By Merrill Matthews – Medicine is an industry of contradictions. On the one hand, it embraces technological innovation: new medicines, new types of surgery (e.g., robotic surgery) and amazing new medical devices (e.g., prosthetics).
And yet medicine itself is practiced pretty much the same way it has been for thousands of years. Patients contact a physician, go personally to the office for a visit, pay (at least in the U.S.) based on a set fee schedule, and then (maybe) follow the doctor’s orders.
Health IT, for better or worse, is disrupting that paradigm, and it won’t be easy for some to adapt.
For one thing, patients increasingly want to see their physicians online. Doctors may require an in-person visit initially, at least in some instances. But people do lots of their tasks online now, and they don’t see why doctor visits shouldn’t be one.
And medicine has been embracing virtual visits—unless the patient lives in a different state. State licensing laws have posed a barrier to cross-state virtual visits. State medical boards have begun to address the issue, as they should. Technology is shaking up state licensing practices. Those boundary limitations make no sense to patients and they are going to have to change.

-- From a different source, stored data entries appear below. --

PR #99, opened 2023-02-22
Allow configuration of the port on which we expose our frontend

CtrlSpice:
- Allow configuration of the port on which we expose our data via the yaml string defined in `main.go`
- This is done in preparation for allowing this port to be configured via command line

Look at Lulu, happily chilling on port 8880:
ConfigureFrontendPort

### DIFF
--- a/desktop-exporter/config.go
+++ b/desktop-exporter/config.go
@@ -8,7 +8,7 @@ import (
 
 // Config defines configuration for logging exporter.
 type Config struct {
-	// Endpoint defines where we expose our frontend.
+	// Endpoint defines where we serve our frontend app
 	Endpoint string `mapstructure:"endpoint"`
 }
 
--- a/desktop-exporter/config.go
+++ b/desktop-exporter/config.go
@@ -1,16 +1,24 @@
 package desktopexporter
 
 import (
+	"fmt"
+
 	"go.opentelemetry.io/collector/component"
 )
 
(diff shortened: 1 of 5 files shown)


main.go
```diff
@@ -25,6 +25,7 @@ processors:
 
 exporters:
   desktop:
+    endpoint: localhost:8880
```
jmorrell, line 28: We probably don't want to change away from `localhost:8000` as the default

desktop-exporter/config.go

Technology is also taking the doctor’s (or is it the nurse’s?) place—at least in part. New mobile health, or M-health, technology allows individuals to be monitored constantly. Mobile devices, such as cell phones and notebooks, have led the way, but innovators are devising wearable technology that can do that monitoring constantly.
Again, the medical community has been embracing these innovations, but they raise questions, especially who should pay for them and how?
Health insurance has been based on the physician-visit model, but the technology disrupts that approach. Some innovative physicians have come up with their own solution, such as an upfront annual fee that allows doctors to see fewer patients but pay closer attention to the ones they do see, including emails and monitoring.
Some health insurers are looking for ways to accommodate these changes, but progress has been slow.
Where will the health IT explosion be the most disruptive? Probably the Affordable Care Act. It’s based on a 20th century health insurance model, even as insurance is struggling to adapt to 21st century technology.
As President Obama conceded after the disastrous health insurance website rollout, government doesn’t do technology very well. To the extent that health care innovation needs congressional or bureaucratic approval, that will become a drag on real reform.
Merrill Matthews, Ph.D., is a resident scholar with the Institute for Policy Innovation, a research-based, public policy “think tank.” He is a health policy expert and weekly contributor at Forbes.com. He also serves as Vice Chairman of the Texas Advisory Committee of the U.S. Commission on Civil Rights.